Make a word-for-word copy of the entries below from their first line through the line with "This PR adds", and add nothing.

• **Entries provided**:
------------------------------------

PR #140, opened 2020-12-10
IPF fcolor

saransh13:
This PR adds the functionality to color direction vectors based on either the point or the laue group of the crystal. Since x-rays can't really tell these apart, the laue group coloring is switched on by default. A few new files are being added and a couple of new functions have been added to `unitcell.py`. 

the colors are returned as an array or `nx3`, where n is the number of orientations to color and the second dimension has the rgb color information. The call is as follows
`unitcell.color_orientations(rmats, ref_dir)`
`rmats` is the `nx3x3` array of rotation matrices and `ref_dir` is the reference direction set to `[0., 0., 1.]` by default.

NOTE: the current implementation is not set up for very efficient computations and there is most likely going to be some improvements made in the future.
NOTE: there is a known bug with point group `mm2` which returns incorrect colors. Since this is a very rare case, it'll be patched later.


cjh1:
@saransh13 Looks like we have a few conflicts to resolve

saransh13:
@cjh1 I think these should be resolved now.

saransh13:
Looks like some issue with the conda package on linux though.

cjh1:
@saransh13 I will take a look at the CI

cjh1:
@saransh13 I merged in master as the CI is now fixed there.

saransh13:
Thanks! Just need @joelvbernier to review and merge now.

hexrd/constants.py
```diff
@@ -71,6 +71,35 @@
...
+# this is a constant which defines the sign of the 
+# cross-product in the quaternion multiplication rule
+# we will set it to 1 for the standard rule always
+pjik  = 1
+
+# sqrt 2 - 1
+tp_8  = 0.41421356237309504880168872420969807856967187537694807317667973799073248
+
+# 2 - sqrt(3)
+tp_12 = 0.26794919243112270647255365849412763305719474618961937194419302054806698
```
psavery, line 101: So, the python float type can only store ~16 decimal places of precision. Thus, I don't think there need to be this many decimal places in the file.

It might also be easier to read to just store these as:
```python
tp_8 = np.sqrt(2) - 1
tp_12 = 2 - np.sqrt(3)
```

You can maybe use `numpy.float128` if you want more decimal places as well, or the `decimal` module.

hexrd/ipfcolor/colorspace.py
```diff
@@ -0,0 +1,165 @@
...
+# This program is distributed in the hope that it will be useful, but
+# WITHOUT ANY WARRANTY; without even the IMPLIED WARRANTY OF MERCHANTABILITY
+# or FITNESS FOR A PARTICULAR PURPOSE. See the terms and conditions of the
+# GNU General Public License for more details.
+#
+# You should have received a copy of the GNU Lesser General Public
+# License along with this program (see file LICENSE); if not, write to
+# the Free Software Foundation, Inc., 59 Temple Place, Suite 330,
+# Boston, MA 02111-1307 USA or visit <http://www.gnu.org/licenses/>.
+# =============================================================================
```
psavery, line 27: FYI, I think hexrd is under a 3-clause BSD license now, instead of LGPL 2.1, although I do see that this header is in some of the other files too...

Is this right, @cjh1 ?

cjh1: That is correct: https://github.com/HEXRD/hexrd/blob/master/LICENSE

hexrd/constants.py
joelvbernier: Yes -- let's fix this :-)

hexrd/ipfcolor/colorspace.py
joelvbernier: Actually, yes it is.  I have been meaning to implement some sort of 'headerizing' function, because LLNL wants all the files to have a header.  It does need updating.

psavery:
I think it looks good to me after https://github.com/HEXRD/hexrd/pull/140#discussion_r543730899 is resolved.

joelvbernier (approved):

joelvbernier (approved):

joelvbernier (approved):

PR #141, opened 2020-12-14
Store and retrieve compliance tensor in TPa⁻¹

psavery:
The stiffness is in GPa. Previously, the compliance was in GPa⁻¹.
Now, store and retrieve the compliance in TPa⁻¹ instead.

This can be done in hexrdgui instead, if you prefer to leave
compliance in GPa⁻¹ in hexrd.

Please double-check my math...


saransh13 (approved):
Math looks good to me.

cjh1 (approved):

PR #142, opened 2020-12-14
Move package container to CentOS 7

cjh1:
CentOS 6 has reached the end of its life!


psavery (approved):
LGTM, if the tests pass

PR #619, opened 2024-03-04
Add hedm_intensity to PlaneData

psavery:
This is computed nearly the same way as the powder intensity, except that it does not include multiplicity.

This PR also moves the lorentz and polarization functions to the crystallography module, where they are now used for computing the powder and HEDM intensities.


saransh13 (approved):
LGTM

psavery:
Finally got the Linux packaging fixed :slightly_smiling_face:

PR #624, opened 2024-03-29
Do not set values to 0 that are not referenced.

ZackAttack614:
Removed unnecessary setting of large arrays, roughly 6% estimated speedup for caking scripts.


psavery (approved):
Nice improvement! Looks good to me!

PR #625, opened 2024-04-02
Remove unnecessary variables, clean up warp_image

ZackAttack614:
Cleaned up some of the logic in `warp_image` directly. Expected speedup ~4-5%

### DIFF
--- a/hexrd/projections/polar.py
+++ b/hexrd/projections/polar.py
@@ -233,42 +233,35 @@ class PolarView:
 
         """
 
-        angpts = self.angular_grid
-        dummy_ome = np.zeros((self.ntth*self.neta))
+        gvec_angs = np.vstack([
+            self.angular_grid[1].flatten(),
+            self.angular_grid[0].flatten(),
+            np.zeros((self.ntth*self.neta))]).T
+        xypts = np.empty((len(gvec_angs), 2))
 
-        # lcount = 0
         img_dict = dict.fromkeys(self.detectors)
         for detector_id, panel in self.detectors.items():
             _project_on_detector = self._func_project_on_detector(panel)
-            img = image_dict[detector_id]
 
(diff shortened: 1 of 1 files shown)


hexrd/projections/polar.py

------------------------------------

• **Expected answer**:
PR #140, opened 2020-12-10
IPF fcolor

saransh13:
This PR adds the functionality to color direction vectors based on either the point or the laue group of the crystal. Since x-rays can't really tell these apart, the laue group coloring is switched on by default. A few new files are being added and a couple of new functions have been added to `unitcell.py`. 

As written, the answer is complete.